Der Bund Naturschutz sieht hierin einen planungsrechtlichen Schachzug mit dem
Ziel, die Regierung von Unterfranken als Planfeststellungs-Behörde zu umgehen
und dadurch eine Verzögerung oder gar Verhinderung zu vermeiden. Dass es sich
bei der "kommunalen Entlastungsstraße" in Wirklichkeit um eine Verlegung der B
19 handelt, zeigt sich laut Claaßen u. a. an diesen Punkten: 1. Im
Erläuterungsbericht zum wasserrechtlichen Verfahren vom 4. Juli 2003 heißt es
wörtlich: ". . . dabei erfolgt östlich von Mittelstreu auch eine Verlegung der
Bundesstraße 19". 2. Dort wird ebenso auf die Generalplanung durch das
Straßenbauamt Schweinfurt verwiesen. Das Straßenbauamt Schweinfurt hat aber
immer die Federführung durch die Gemeinde betont, wenn der Bund Naturschutz sich
erkundigte. 3. In der hydrotechnischen Untersuchung zum wasserrechtlichen
Verfahren ist wörtlich nachzulesen: ". . . die bestehende Bundesstraße 19
Schweinfurt-Meiningen wird aus dem Ortskern in Richtung Bahnlinie
Schweinfurt-Meiningen verlegt."
Es ist zu wünschen, dass mit der Eröffnung der Autobahn sofort die oben
erwähnten Verkehrsberuhigungs-Maßnahmen für Mittelstreu in Angriff genommen
würden und die Umgehungsstraße so überflüssig gemacht würde. Der Bund
Naturschutz weist auch auf die verfassungsmäßige Verpflichtung der Gemeinden zum
vorrangigen Natur- und Umweltschutz hin. Und die Politik habe sich zum
Flächenschutz und zur Erhaltung von natürlichen Rückzugsräumen bekannt. Claaßen:
"Das könnte hier auch demonstriert werden."

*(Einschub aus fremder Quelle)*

PR #5094, opened 2023-08-17
chore: remove manual memo calcs

0xApotheosis:
## Description

Use the `memo` value given to us by `thorchain/swap/quote` - there is no need to calculate it ourselves so long as we are providing the correct input data when fetching the quote.

Things still to check:

- [x] Slippage input amount when hitting the `GET` request
- [ ] Refund handling for small swaps - we might need client-side logic to handle what was previously a swapper concern

## Pull Request Type

- [ ] :bug: Bug fix (Non-breaking Change: Fixes an issue)
- [x] :hammer_and_wrench: Chore (Non-breaking Change: Doc updates, pkg upgrades, typos, etc..)
- [ ] :nail_care: New Feature (Breaking/Non-breaking Change)

## Issue (if applicable)

Assists with the Swapper SDK work by simplifying the input data needed to fetch a quote.

## Risk

High - a bug with a THORSwap `memo` can lead to a total loss of trade funds. Test accordingly.

## Testing

Check:

- We still get THORSwap quotes as expected

### Engineering

Check:

- The memo returned from the `thorchain/swap/quote` endpoint matches what we expect (compare with that on prod if necessary with some inline debugging)

### Operations

Check:

- THORSwap trades complete as expected, which a memo that matches expectations

## Screenshots (if applicable)

N/A

PR #5095, opened 2023-08-17
feat: upgrade swappers to support returning multiple quotes

### LINKED ISSUE #5090: Thorchain streaming swaps
Upgrade getTradeQuote to return multiple quotes per swapper such that thorchain can return a streaming version of a quote alongside the regular quote.

woodenfurniture:
## Description

Upgrades swappers to return mutliple quotes if there are any:
- Thorchain: return regular quote and streaming quote
- Lifi: return the first 3 quotes available (discard the rest)

The UI will display the quotes with a label to indicate a difference between them.

Note: information about thorchain streaming swaps for users will be added in a follow-up PR and is out of scope for the first release.

## Pull Request Type

## Issue (if applicable)

closes #5090

## Risk

* risk of broken quotes and incorrect information displayed against them
* risk of incorrect route being executed (e.g select thorchain streaming swap and regular one gets sent)
* risk of incorrect values in trades
* risk of broken quote UI generally

## Testing

* Test all swappers are working as normal
* Test streaming swaps *execution* in great detail - note, the quote itself is *not* using streaming swaps data, meaning it looks as if streaming swaps are the same as current swaps. This will be tackled in a direct follow-up
* Test alternative lifi routes and check the correct tool (e.g lifi, startgate, 1inch via lifi) is used, check correct gas and amounts were executed

### Engineering

Please assist by performing in-depth testing of this, especially streaming swaps.

### Operations

See testing notes :)

### UI changes:
image
image

### Streaming swap on thor swapper
image
image
image
image

### Executing the first lifi trade (of multiple)
Trade executed on 1inch as requested:
https://optimistic.etherscan.io/tx/0xb8ddbd6fc6101778c6c8018a257fe4b7f6d8a407d4cb1fcabe82099ef411aa74
image
image
image
image

### Excecuting another lifi trade in the list (of multiple)
Trade executed on 0x as requested:
https://optimistic.etherscan.io/tx/0x3cb044c0f103828ee676039432a1f2d549c9320a035af33c1c541adc591fc32a
image
image
image
image


woodenfurniture:
* develop
  * **PR #5094** <a href="https://app.graphite.dev/github/pr/shapeshift/web/5094" target="_blank">Graphite</a> 
    * **PR #5095** <a href="https://app.graphite.dev/github/pr/shapeshift/web/5095" target="_blank">Graphite</a>  👈

This comment was auto-generated by [Graphite](https://app.graphite.dev/github/pr/shapeshift/web/5095?utm_source=stack-comment).

src/components/MultiHopTrade/components/TradeConfirm/TradeConfirm.tsx
```diff
@@ -157,21 +157,21 @@ export const TradeConfirm = () => {
   const getSellTxLink = useCallback(
     (sellTxHash: string) =>
       getTxLink({
-        name: tradeQuoteStep?.sources[0]?.name,
+        name: tradeQuoteStep?.source,
```
gomesalexandre, line 160: tyvm 🧠  was irking me why we were using the ZRX response shape here, even though we never consumed `proportion` and it's only a ZRX thing

src/components/MultiHopTrade/components/TradeConfirm/TradeConfirm.tsx
```diff
@@ -478,7 +478,9 @@ export const TradeConfirm = () => {
                     <RawText>{`1 ${sellAsset?.symbol ?? ''} = ${firstNonZeroDecimal(
                       bnOrZero(tradeQuoteStep?.rate),
                     )} ${buyAsset?.symbol}`}</RawText>
-                    {!!swapperName && <RawText color='text.subtle'>@{swapperName}</RawText>}
+                    {!!swapperName && (
+                      <RawText color='text.subtle'>@{tradeQuoteStep.source}</RawText>
```
gomesalexandre, line 485: Not sure if we want this vs. the SwapperName, see with Li.Fi

image

That is technically true currently as we only support single steps quotes, i.e the step source is the underlying swapper name, but that will not hold true as we support actual multi-hop quotes.

With that being said, given the UI will change when we implement Li.Fi quotes with multiple underlying steps, happy to keep it as-is for now

Added a smallish comment in 9b09e6cb7 to ensure we keep this in mind when multi-hop quotes are in

src/components/MultiHopTrade/components/TradeInput/components/TradeQuotes/TradeQuote.tsx
```diff
@@ -236,7 +236,7 @@ export const TradeQuoteLoaded: React.FC<TradeQuoteLoadedProps> = ({
       <Flex justifyContent='space-between' alignItems='center'>
         <Flex gap={2} alignItems='center'>
           <SwapperIcon swapperName={quoteData.swapperName} />
-          <RawText>{quoteData.swapperName}</RawText>
+          <RawText>{quote?.steps[0].source ?? quoteData.swapperName}</RawText>
```
gomesalexandre, line 239: Ditto here, currently fine with single-step Li.Fi quotes but as we implement actual multi-hop Li.Fi quotes, this will only give us the name of the first source

image

Though writing this and double-checking against Jumper, this is the same way Jumper is displaying multi-hop quotes, so we may actually want to keep it that way in the future as well

image
image

src/lib/swapper/swappers/LifiSwapper/getTradeQuote/getTradeQuote.ts
```diff
@@ -131,81 +129,82 @@ export async function getTradeQuote(
...
-        rate: estimateRate,
-        sellAmountIncludingProtocolFeesCryptoBaseUnit,
-        sellAsset,
-        sources: [
-          { name: `${selectedLifiRoute.steps[0].tool} (${SwapperName.LIFI})`, proportion: '1' },
-        ],
-      }
-    }),
+  return Ok(
+    await Promise.all(
```
gomesalexandre, line 133: This could theoretically throw if one fails, we probably want to keep the previous monadic error-handling and only return :ok if this is actually successful?

src/lib/swapper/swappers/ThorchainSwapper/types.ts
```diff
@@ -32,6 +33,7 @@ export type ThornodeQuoteResponseSuccess = {
   outbound_delay_seconds: number
   router: string
   slippage_bps: number
+  streaming_slippage_bps: number
```
gomesalexandre, line 36: Do we want to add `streaming_swap_seconds` as well, so we can add it as an informative metric as a follow-up? Since the biggest differentiator of streaming swaps from a user perspective is how long they will take, we probably want to have that info handy

src/lib/swapper/swappers/ZrxSwapper/types.ts
```diff
@@ -11,6 +10,11 @@ export const zrxSupportedChainIds = [
 
 export type ZrxSupportedChainId = typeof zrxSupportedChainIds[number]
 
+type ZrxSwapSource = {
```
gomesalexandre, line 13: tyvm

src/lib/swapper/swappers/ThorchainSwapper/utils/makeSwapMemo/assertIsValidMemo.ts
```diff
@@ -57,56 +62,58 @@ export const isValidMemoAddress = (chainId: ChainId, thorId: string, address: st
...
     : undefined
 
   if (!isAddressValid) {
-    throw new SwapError(`[makeSwapMemo] - memo ${memo} invalid`, {
+    throw new SwapError(`memo ${memo} invalid`, {
+      code: SwapErrorType.MAKE_MEMO_FAILED,
+    })
+  }
+
+  const [limit, streamingNumSwaps, streamingNumBlocks] = limitComponent.split(LIMIT_PART_DELIMITER)
```
gomesalexandre, line 79: 🧠

src/lib/swapper/swappers/ThorchainSwapper/utils/getQuote/getQuote.ts
```diff
@@ -99,27 +94,6 @@ export const getQuote = async ({
...
-        expectedAmountOut,
-        slippageBps,
-        BigNumber.ROUND_DOWN,
-      )
-
-      const memo = `s${MEMO_PART_DELIMITER}${pool}${MEMO_PART_DELIMITER}${address}${MEMO_PART_DELIMITER}${limitWithManualSlippage}${MEMO_PART_DELIMITER}${affiliate}${MEMO_PART_DELIMITER}${affiliateBps}`
-      assertIsValidMemo(memo)
-      return memo
-    })()
-    return Ok({ ...data, memo: memoWithManualSlippage })
```
gomesalexandre, line 123: tyvm for abstracting this guy away 🐐

gomesalexandre (commented):
First reviewy pass, looks excellent overall 🐐 

Will continue with a second functional pass after the PR under this one is in, and after tackling those two PRs discussed in DM:

```
1. need to calculate the number of swaps instead of hardcoded 10
2. need to store isStreaming flag somewhere on the thor quote so we dont use my hacky .endsWith on the quote source
```

src/lib/swapper/swappers/LifiSwapper/getTradeQuote/getTradeQuote.ts
woodenfurniture: We actually don't want to return an error monad here, that is unless we want to rewrite to allow individual routes to be a monad result. Currently the assumption is that the whole quote request succeeds of fails such that the result is either an error monad (single), or an array of quotes

woodenfurniture: The decision was essentially that if getting a quote failed at all, it's a fault in the swapper, and thus an error monad indictes a failure to fetcha quote.

We shouldn't try to make individual routes be monads because otherwise we would possibly end up showing several failed routes for a given swapper in the UI, when the user only cares that the swapper failed

src/lib/swapper/swappers/ThorchainSwapper/types.ts
woodenfurniture: We do, but in the this PR. It's been discussed in a "close follow up" task

src/lib/swapper/swappers/LifiSwapper/getTradeQuote/getTradeQuote.ts
woodenfurniture: There might be valid in making the whole swapper quote request fail only if all routes throw. May we do this as a follow up task?

gomesalexandre: > There might be valid in making the whole swapper quote request fail only if all routes throw. May we do this as a follow up task?

Thanks for the context 🙏🏽 . Agreed as it currently stands, we should either fail or return an array of quotes as they are *currently* tightly coupled (i.e if THOR fails, this means both streaming and regular quotes failed).

Let's tackle this as a follow-up indeed, as with the current flow and the quotes we're getting, this will work for us, but would be nice-to-have to decouple this whenever we have capacity

src/lib/swapper/swappers/ThorchainSwapper/getThorTradeQuote/getTradeQuote.ts
```diff
@@ -100,24 +100,31 @@ export const getThorTradeQuote = async (
...
+      isStreaming: false,
+    },
+    {
+      // streaming swap
+      source: `${SwapperName.Thorchain} • Streaming` as SwapSource,
+      slippageBps: thornodeQuote.streaming_slippage_bps,
+      expectedAmountOutThorBaseUnit: thornodeQuote.expected_amount_out_streaming,
+      isStreaming: true,
+    },
+  ]
```
gomesalexandre, line 125: Given this comment `Note: information about thorchain streaming swaps for users will be added in a follow-up PR and is out of scope for the first release.` not sure if querying for actual streaming quotes should be implemented in this PR or a follow-up, but we will also need to pass streaming-related queryparams in addition to making a memo with streaming values, as currently both quotes will be the same, since streaming is effectively disabled:

image

gomesalexandre (commented):
THOR / streaming swaps pass.

- Streaming is shown as option / selected swapper

Screenshot 2023-08-18 at 18 36 50
Screenshot 2023-08-18 at 18 36 59

- Streaming memo is used

https://live.blockcypher.com/doge/tx/d8499bf6933dcbae22367b228506780c5f76057bda34d4efb9c8a54dd5e36537/

i.e 137633406 RUNE in base unit limit, 10 blocks streaming, number of swaps automatically determined by the network

Note for a follow-up PR: streaming swaps isn't available here given the smallish amount, so we should make sure to only programmatically display them when available, see THORSwap with a similar quote:

image
image

- Trade goes through

image

- Selecting the regular non-streaming option shows no regressions

image
image
image

src/lib/swapper/swappers/LifiSwapper/endpoints.ts
```diff
@@ -19,17 +19,21 @@ import { createDefaultStatusResponse } from 'lib/utils/evm'
...
+import { getLifiToolsMap } from './utils/getLifiToolsMap'
 import { getUnsignedTx } from './utils/getUnsignedTx/getUnsignedTx'
+import type { LifiTool } from './utils/types'
 
 const tradeQuoteMetadata: Map<string, Route> = new Map()
 
-let lifiChainMapPromise: Promise<Result<Map<ChainId, ChainKey>, SwapErrorRight>> | undefined
+// cached metadata - would need persistent cache with expiry if moved server-side
+let lifiChainMapPromise: Promise<Map<ChainId, ChainKey>> | undefined
+let lifiToolsMapPromise: Promise<Map<string, LifiTool>> | undefined
```
gomesalexandre, line 30: Note, this will work for the "base" list of tools i.e mainnet tools and some tools on other EVM chains but Li.Fi API sometimes appends stuff depending on the chain, see

image
image

gomesalexandre: 6752a7b33

image

gomesalexandre (commented):
Li.Fi multiple routes pass:

- Multiple routes (3 currently) are displayed:

image

- NOK - quotes aren't consistently displaying the underlying tool, see https://github.com/shapeshift/web/pull/5095/files#r1298680978 for context - fixed in 6752a7b33

image

- Trades are going through and the selected tool is displayed at confirm step

image

- The correct tool is used

image

- Selecting an alternative tool works similarly

image
image
image
image

gomesalexandre (approved):
Final pass, testing remaining swappers:

### 0x

image
image
image
image

### Osmosis

image
image
image

### 1inch - wasn't able to get any quote because of 301s - will tackle in a follow-up 
image

get in :fridaydoge:

src/lib/swapper/swappers/LifiSwapper/getTradeQuote/getTradeQuote.ts
woodenfurniture: ticket to resolve this https://github.com/shapeshift/web/issues/5110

Übrigens: Wer trägt die Kosten für die Umgehung? Wenn die Kostenaufteilung noch
vor der von der Bayerischen Staatsregierung beschlossenen Haushaltssanierung
gemacht wurde, könnte sie wie alle früheren Verlautbarungen ungültig sein. Dann
dürften die Bürger von Mittelstreu getrost davon ausgehen, "dass es für sie viel
teurer wird als sie das bis jetzt wissen", schließt Claaßen.